Lo admito, aquello que sucedió es por mi culpa. Todo empezó unos días antes de aquel 2 de noviembre del 93. La camiseta del Valencia era la gran novedad en Llorençet, la tienda de deportes de mi pueblo. Absolutamente blanca, sin los detalles en negro o naranja que se incorporaron años después, con una palmera gigante y multicolor de Mediterránea, el logo de la controvertida marca comercial de turismo de nuestra comunidad. Era (o me parecía) preciosa y lucía en el escaparate de la tienda. Yo la quería.
Tras vender el póster tamaño natural de Magic Johnson a un compañero del instituto, reuní el dinero necesario para comprarla y, por fin, la conseguí.

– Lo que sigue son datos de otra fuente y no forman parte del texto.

PR #222, opened 2015-05-28
Check if setup_*_action method exists before calling.

barelyknown:
I added a non-RESTful route that didn't have a corresponding `setup_*_action`, so I added this check to prevent calling the method if it doesn't exist.


lgebhardt:
Thanks!

PR #224, opened 2015-05-29
Use resource_class of relationship to apply filters, etc.

barelyknown:
This one took me a while to track down! :tada:

The source resource class was being used to apply filters, sorting, and pagination for relationships. So, if `apply_filters` et al were implemented in the resource class for the relationship, they weren't being used. That was causing incorrect results to be returned by the `get_related_resources` controller method.


lgebhardt:
Good catch! Thanks.

PR #227, opened 2015-05-29
Remove unneeded relationship_data method

lgebhardt:
Fixes code clarity issue brought up by @ggordon.
The code was a remnant from an earlier approach and needed to be removed.


ggordon:
@lgebhardt Awesome, thanks.

PR #230, opened 2015-06-01
Only loop through filters if #each is implemented

brettchalupa:
In Request#parse_filters, only loop through the filters if the passed in
value implements the #each method. Without this check,

```
NoMethodError: undefined method `each' for "all":String
```

gets thrown when request filters are not in a not valid format.

I am happy to add tests for this - I did not see any for `Request`,
but I most certainly can. :smile:


brettchalupa:
Writing specs at the moment, it seemed worthwhile since there is branching logic. Commit incoming. :sweat_smile:

lgebhardt:
Thanks. I think we should probably raise an error if the format is wrong.

brettchalupa:
@lgebhardt is `FilterNotAllowed` an appropriate error to raise? It feels like this may be a new error specific to the filter syntax.

lgebhardt:
I agree, it seems like a new error. How about `InvalidFilterFormat` or `InvalidFilterSyntax`?

brettchalupa:
Alright, amended, adjusted the commit to have tests, and added a new error `InvalidFiltersSyntax`. I made it plural because the other filter errors are singular, where this is more about the way the filters are applied. Should it be singular?

lgebhardt:
Thanks! I think the plural version if fine.

Issue #77, opened 2015-02-11
How should polymorphic relationships be handled?


barelyknown:
I have a class with a polymorphic relationship.

``` ruby
class Identification < ActiveRecord::Base
  belongs_to :identified, polymorphic: true
end
```

I would like to do something like this:

``` ruby
class IdentificationResource < BaseResource
  has_one :identified, polymorphic: true
end
```

This doesn't appear to be supported by `jsonapi-resources` yet (I checked `master` and `jsonapi_rc2`), but since polymorphism is supported in RC2, it seems like we should add it.

What are you thinking for this feature? I'd be happy to help.

lgebhardt:
@barelyknown I was planning on adding polymorphism support to `jsonapi-resources` in the future. If you want to tackle adding support to the `jsonapi_rc2` branch that would be nice. I haven't given the implementation details a whole lot of thought, but if you need someone to bounce some ideas off of let me know.

vrybas:
@barelyknown does #274 covers this issue?

samselikoff:
@lgebhardt I believe this can be closed

jufemaiz:
@samselikoff what's the approach to use?

vrybas:
@jufemaiz see #274

PR #231, opened 2015-06-01
Add support for has_one :x, polymorphic: true

ggordon:
**Not ready for merge!** Want to start discussion.

This patch adds some support for polymorphic associations. The main issue remaining is how to handle the related relationship links. I'd be interested in hearing ideas on how to do this, even what to do would be helpful. This should address issue #77 when completed.


lib/jsonapi/resource_serializer.rb
```diff
@@ -168,6 +168,7 @@ def relationship_data(source, include_directives)
               resource = source.send(name)
               if resource
                 id = resource.id
+                type = association.polymorphic? ? resource.class._type : type
```
nonsensery: What do you think about wrapping this logic up in a method (on Association)? It seems like lines 229-234 could benefit from that.

nonsensery:
Test coverage for polymorphic `has_many` relationships looks great, but I don't see any coverage for polymorphic `has_one` relationships. Am I missing it?

ggordon:
@nonsensery Thanks, I was focused on the other end of the polymorphic association, but I'll add tests for the has_one. I'll also try the refactor you suggested.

Al día siguiente, festividad de Todos los Santos, tenía que hacer la tradicional visita a los cementerios y yo sabía que no debía ponerme la camiseta, que no era el día indicado (por lo de llevar al cementerio cosas del Valencia, el mal fario, el gafe y tal…) pero ¿qué queréis que os diga, cómo no me iba a poner mi camiseta nueva? Éramos los líderes de la Liga, teníamos a Mijatovic, habíamos barrido a los alemanes en la ida, 3 a 1 en un partido que podíamos haber goleado y en el que Mestalla hizo un tifo impresionante.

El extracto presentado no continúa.